Source records:
══════════
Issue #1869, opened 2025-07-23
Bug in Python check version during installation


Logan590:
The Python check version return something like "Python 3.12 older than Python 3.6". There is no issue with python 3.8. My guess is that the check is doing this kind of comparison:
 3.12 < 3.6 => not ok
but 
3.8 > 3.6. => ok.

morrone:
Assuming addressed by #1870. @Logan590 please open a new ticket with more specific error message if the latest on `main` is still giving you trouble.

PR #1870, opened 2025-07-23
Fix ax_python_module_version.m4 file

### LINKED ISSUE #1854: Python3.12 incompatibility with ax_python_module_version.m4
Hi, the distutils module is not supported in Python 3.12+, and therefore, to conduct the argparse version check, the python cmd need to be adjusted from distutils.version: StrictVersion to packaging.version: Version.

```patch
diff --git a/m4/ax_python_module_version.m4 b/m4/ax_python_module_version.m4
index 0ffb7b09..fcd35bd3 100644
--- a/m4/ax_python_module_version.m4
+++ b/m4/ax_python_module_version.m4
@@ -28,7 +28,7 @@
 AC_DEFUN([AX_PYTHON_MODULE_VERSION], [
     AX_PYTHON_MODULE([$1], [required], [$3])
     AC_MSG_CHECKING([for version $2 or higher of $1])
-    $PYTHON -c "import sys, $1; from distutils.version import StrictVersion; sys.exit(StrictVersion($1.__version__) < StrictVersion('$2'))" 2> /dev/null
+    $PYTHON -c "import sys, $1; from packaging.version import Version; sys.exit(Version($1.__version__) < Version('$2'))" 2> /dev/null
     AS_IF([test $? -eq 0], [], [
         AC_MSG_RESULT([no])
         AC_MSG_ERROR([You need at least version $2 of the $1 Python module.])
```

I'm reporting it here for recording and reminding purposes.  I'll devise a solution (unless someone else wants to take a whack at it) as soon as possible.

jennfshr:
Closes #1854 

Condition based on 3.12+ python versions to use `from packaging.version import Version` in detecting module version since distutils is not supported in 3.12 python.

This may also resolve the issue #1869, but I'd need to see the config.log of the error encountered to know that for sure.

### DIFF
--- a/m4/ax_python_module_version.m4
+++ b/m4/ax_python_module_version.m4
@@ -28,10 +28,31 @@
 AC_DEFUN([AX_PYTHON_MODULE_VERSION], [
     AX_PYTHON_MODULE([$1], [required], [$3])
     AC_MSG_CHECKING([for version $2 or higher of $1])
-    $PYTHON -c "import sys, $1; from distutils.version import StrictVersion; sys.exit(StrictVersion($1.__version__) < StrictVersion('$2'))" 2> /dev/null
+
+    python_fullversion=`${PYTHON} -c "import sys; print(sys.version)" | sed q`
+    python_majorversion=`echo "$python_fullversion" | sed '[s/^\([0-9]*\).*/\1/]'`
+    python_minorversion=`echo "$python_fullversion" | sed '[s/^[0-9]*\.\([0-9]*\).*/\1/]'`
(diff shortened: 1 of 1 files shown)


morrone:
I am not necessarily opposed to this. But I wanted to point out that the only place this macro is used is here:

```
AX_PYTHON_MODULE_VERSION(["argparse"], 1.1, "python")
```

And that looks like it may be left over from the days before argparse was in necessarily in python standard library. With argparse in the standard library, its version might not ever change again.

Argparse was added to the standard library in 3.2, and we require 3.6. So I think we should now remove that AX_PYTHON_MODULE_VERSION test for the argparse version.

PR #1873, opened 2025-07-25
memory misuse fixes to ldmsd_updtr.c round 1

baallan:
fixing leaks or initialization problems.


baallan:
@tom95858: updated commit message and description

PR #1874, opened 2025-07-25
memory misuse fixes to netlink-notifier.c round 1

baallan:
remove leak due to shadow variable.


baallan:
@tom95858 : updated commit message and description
══════════
Return the lines of the records that include the string "description".

__Task output__:
@tom95858: updated commit message and description
@tom95858 : updated commit message and description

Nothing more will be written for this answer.